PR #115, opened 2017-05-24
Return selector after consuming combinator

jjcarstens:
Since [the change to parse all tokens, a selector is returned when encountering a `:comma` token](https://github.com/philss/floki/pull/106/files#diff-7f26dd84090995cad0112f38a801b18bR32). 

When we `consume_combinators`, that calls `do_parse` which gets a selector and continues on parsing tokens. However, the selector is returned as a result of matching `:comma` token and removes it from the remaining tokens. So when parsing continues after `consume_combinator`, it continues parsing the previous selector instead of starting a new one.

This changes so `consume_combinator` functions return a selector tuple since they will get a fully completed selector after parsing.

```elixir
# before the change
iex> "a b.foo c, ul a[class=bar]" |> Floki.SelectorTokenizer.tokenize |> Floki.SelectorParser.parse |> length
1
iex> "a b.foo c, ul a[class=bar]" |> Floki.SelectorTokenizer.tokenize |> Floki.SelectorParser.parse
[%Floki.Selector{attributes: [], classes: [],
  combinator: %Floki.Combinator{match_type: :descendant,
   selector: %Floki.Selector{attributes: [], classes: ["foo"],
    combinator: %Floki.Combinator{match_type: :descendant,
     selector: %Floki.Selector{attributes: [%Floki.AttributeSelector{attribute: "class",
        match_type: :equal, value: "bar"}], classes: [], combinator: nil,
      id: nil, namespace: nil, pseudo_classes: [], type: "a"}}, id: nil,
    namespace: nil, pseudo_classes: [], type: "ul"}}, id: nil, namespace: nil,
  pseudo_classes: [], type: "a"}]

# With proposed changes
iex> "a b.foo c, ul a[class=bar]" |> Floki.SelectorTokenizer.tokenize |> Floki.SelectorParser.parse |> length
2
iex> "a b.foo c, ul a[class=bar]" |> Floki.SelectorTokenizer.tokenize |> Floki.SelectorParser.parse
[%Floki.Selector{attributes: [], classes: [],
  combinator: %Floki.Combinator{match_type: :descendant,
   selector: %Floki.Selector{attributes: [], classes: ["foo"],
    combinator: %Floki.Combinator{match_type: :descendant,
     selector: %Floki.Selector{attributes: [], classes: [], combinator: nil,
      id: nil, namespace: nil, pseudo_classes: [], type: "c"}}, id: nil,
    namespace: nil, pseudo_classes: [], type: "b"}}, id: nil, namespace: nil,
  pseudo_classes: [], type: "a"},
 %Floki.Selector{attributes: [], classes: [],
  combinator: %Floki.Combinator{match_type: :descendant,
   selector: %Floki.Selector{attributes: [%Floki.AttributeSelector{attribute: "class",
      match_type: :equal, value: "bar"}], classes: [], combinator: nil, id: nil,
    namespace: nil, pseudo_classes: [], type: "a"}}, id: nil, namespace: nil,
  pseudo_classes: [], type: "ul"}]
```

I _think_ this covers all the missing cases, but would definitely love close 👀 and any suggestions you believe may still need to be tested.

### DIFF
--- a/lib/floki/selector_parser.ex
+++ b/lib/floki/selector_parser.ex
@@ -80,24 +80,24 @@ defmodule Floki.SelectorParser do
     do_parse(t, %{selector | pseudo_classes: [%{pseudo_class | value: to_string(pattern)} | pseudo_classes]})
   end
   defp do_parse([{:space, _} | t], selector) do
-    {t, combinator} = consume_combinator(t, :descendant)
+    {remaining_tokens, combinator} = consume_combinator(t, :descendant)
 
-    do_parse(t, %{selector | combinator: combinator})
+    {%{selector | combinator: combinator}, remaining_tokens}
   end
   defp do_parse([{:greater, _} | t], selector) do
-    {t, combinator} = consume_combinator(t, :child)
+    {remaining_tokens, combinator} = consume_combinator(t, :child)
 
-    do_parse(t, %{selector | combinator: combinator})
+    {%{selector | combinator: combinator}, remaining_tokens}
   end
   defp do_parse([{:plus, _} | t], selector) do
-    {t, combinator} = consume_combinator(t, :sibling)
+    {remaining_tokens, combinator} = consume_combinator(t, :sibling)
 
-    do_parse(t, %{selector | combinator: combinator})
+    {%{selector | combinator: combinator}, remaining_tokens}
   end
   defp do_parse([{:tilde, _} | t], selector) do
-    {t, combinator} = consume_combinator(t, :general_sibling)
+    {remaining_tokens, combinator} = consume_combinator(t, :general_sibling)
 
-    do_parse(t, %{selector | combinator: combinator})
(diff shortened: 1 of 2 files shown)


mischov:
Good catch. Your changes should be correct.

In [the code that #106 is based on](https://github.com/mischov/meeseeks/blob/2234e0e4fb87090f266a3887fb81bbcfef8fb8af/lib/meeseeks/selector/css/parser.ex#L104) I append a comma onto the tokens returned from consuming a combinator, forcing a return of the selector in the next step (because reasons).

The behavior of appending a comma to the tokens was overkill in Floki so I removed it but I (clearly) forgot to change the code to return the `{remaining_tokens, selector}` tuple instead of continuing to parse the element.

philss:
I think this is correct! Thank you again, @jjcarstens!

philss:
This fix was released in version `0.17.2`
----------
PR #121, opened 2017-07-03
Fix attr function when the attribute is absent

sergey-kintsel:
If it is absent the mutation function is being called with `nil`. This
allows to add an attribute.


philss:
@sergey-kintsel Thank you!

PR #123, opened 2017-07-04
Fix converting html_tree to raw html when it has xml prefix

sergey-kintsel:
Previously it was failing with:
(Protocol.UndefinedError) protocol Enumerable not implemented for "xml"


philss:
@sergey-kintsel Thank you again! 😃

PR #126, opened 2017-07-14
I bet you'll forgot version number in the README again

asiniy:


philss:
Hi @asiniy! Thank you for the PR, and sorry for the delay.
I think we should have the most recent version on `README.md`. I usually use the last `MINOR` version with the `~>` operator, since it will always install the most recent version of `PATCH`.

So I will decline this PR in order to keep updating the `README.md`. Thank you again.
----------
The required output is each line of the entries that contains the word "version".

This fix was released in version `0.17.2`
I bet you'll forgot version number in the README again
I think we should have the most recent version on `README.md`. I usually use the last `MINOR` version with the `~>` operator, since it will always install the most recent version of `PATCH`.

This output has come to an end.